Series 3: 6.1.5.2. Demand: Fiscal Policy

Taken from our Series 3 Online Guide

6.1.5.2. Demand: Fiscal Policy

Demand for livestock is primarily a function of consumer taste and the amount of product on the market. Because it cannot be stored, livestock is a price taker, not a price maker. It must accept whatever price is needed to clear the market. The market will determine the price where supply and demand become equal.

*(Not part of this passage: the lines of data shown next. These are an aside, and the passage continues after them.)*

PR #2847, opened 2023-09-23
`QuadFormWithIsom`: further cleanups + preparation for incoming new features

StevellM:
Here are some further minor changes for the package:
- Clean-up of the docstrings and of the html documentation (I was not happy with how it looked);
  * Fix the different bugs in display, the typos and other mistakes
  * Add more internal references to different part of the html documentation
  * Add more descriptions/comments for the internal functions 
 
- More improvements following the previous patch: 
  * Disable more unnecessary checks
  * Avoid the creation of some lists in largely used functions when it can be replace by "smarter math"
  * Avoid to use `cartesian_product_iterator` for products of two lists, and put back `inplace = true`  for products of multiple lists (we might save more time and memory now)
  * Rename some variables which should not have the same type in a same code
  
- Few more functionalities for the soon to be added complement on equivariant primitive embeddings:
  * Recognition of primary, elementary and unimodular lattices with isometry
  * Computation of orthogonal submodules (whenever it makes sense)
  *  Computation of the representation of a group of isometries for a lattice on the discriminant group of that lattice
  * `image_centralizer_in_Oq` extended to the general case using hermitian Miranda-Morrison and gluing of stabilizers along equivariant primitive extensions
  * Make the function `primitive_extensions` part of the available functions and not only a background routine (to be safe I have added a sort of deprecations)

### DIFF
--- a/experimental/QuadFormAndIsom/docs/src/enumeration.md
+++ b/experimental/QuadFormAndIsom/docs/src/enumeration.md
@@ -85,6 +85,6 @@ Note that an important feature from the theory in [BH23](@cite) is the notion of
 *admissible gluings* and equivariant primitive embeddings for admissible triples.
 In the next chapter, we present the methods regarding Nikulins's theory on primitive
 embeddings and their equivariant version. We use this basis to introduce the
-method [`admissible_equivariant_primitive_extension`](@ref) (Algorithm 2 in
+method [`admissible_equivariant_primitive_extensions`](@ref) (Algorithm 2 in
 [BH23](@cite)) which is the major tool making the previous enumeration
 possible and fast, from an algorithmic point of view.
--- a/experimental/QuadFormAndIsom/docs/src/enumeration.md
+++ b/experimental/QuadFormAndIsom/docs/src/enumeration.md
@@ -12,19 +12,19 @@ reference.
 
 ## Admissible triples
 
-Roughly speaking, for a prime number $p$, a *$p$-admissible triple* `(A, B, C)`
-is a triple of integer lattices such that, in certain cases, `C` can be obtained
-as a primitive extension $A \perp B \to C$ where one can glue along
-$p$-elementary subgroups of the respective discriminant groups of `A` and `B`.
+Roughly speaking, for a prime number $p$, a *$p$-admissible triple* $(A, B, C)$
+is a triple of integer lattices such that, in some cases, $C$ can be obtained
+as a primitive extension $A \oplus B \to C$ where one can glue along
+$p$-elementary subgroups of the respective discriminant groups of $A$ and $B$.
 Note that not all admissible triples satisfy this extension property.
 
-For instance, if $f$ is an isometry of an integer lattice `C` of prime order
-`p`, then for $A := \ker \Phi_1(f)$ and $B := \ker \Phi_p(f)$, one has that
-`(A, B, C)` is $p$-admissible (see Lemma 4.15. in [BH23](@cite)).
+For instance, if $f$ is an isometry of an integer lattice $C$ of prime order
+$p$, then for $A := \ker \Phi_1(f)$ and $B := \ker \Phi_p(f)$, one has that
+$(A, B, C)$ is $p$-admissible (see Lemma 4.15. in [BH23](@cite)).
 
-We say that a triple `(AA, BB, CC)` of genus symbols for integer lattices is
-*$p$-admissible* if there are some lattices $A \in AA$, $B \in BB$ and
-$C \in CC$ such that $(A, B, C)$ is $p$-admissible.
+We say that a triple $(G_A, G_B, G_C)$ of genus symbols for integer lattices is
+*$p$-admissible* if there are some lattices $A \in G_A$, $B \in G_B$ and
+$C \in G_C$ such that $(A, B, C)$ is $p$-admissible.
 
 We use Definition 4.13. and Algorithm 1 of [BH23](@cite) to implement the necessary
 tools for working with admissible triples. Most of the computations consists of
@@ -70,7 +70,8 @@ iteratively the order up to $p^dq^e$.
 ### Underlying machinery
 
 Here is a list of the algorithmic machinery provided by [BH23](@cite) used
-previously to enumerate lattices with isometry:
+previously to enumerate lattices with isometry. The following correspond
+respectively to Algorithms 3, 4, 5, 6 and 7 of the aforementioned paper:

This condition is complicated by the fact that different kinds of livestock can substitute for one another. When the price of poultry is cheap relative to cattle, demand for chicken will increase and demand for beef will decline.

But consumer tastes are not dictated by price alone. When domestic beef production fell due to health concerns about the consumption of red meat, the demand for chicken and fish largely picked up the slack, while hog production remained relatively stable. Internationally, beef exports have increased due to higher income levels in Mexico and Asia. Exports account for about 11% of the demand for beef in the U.S.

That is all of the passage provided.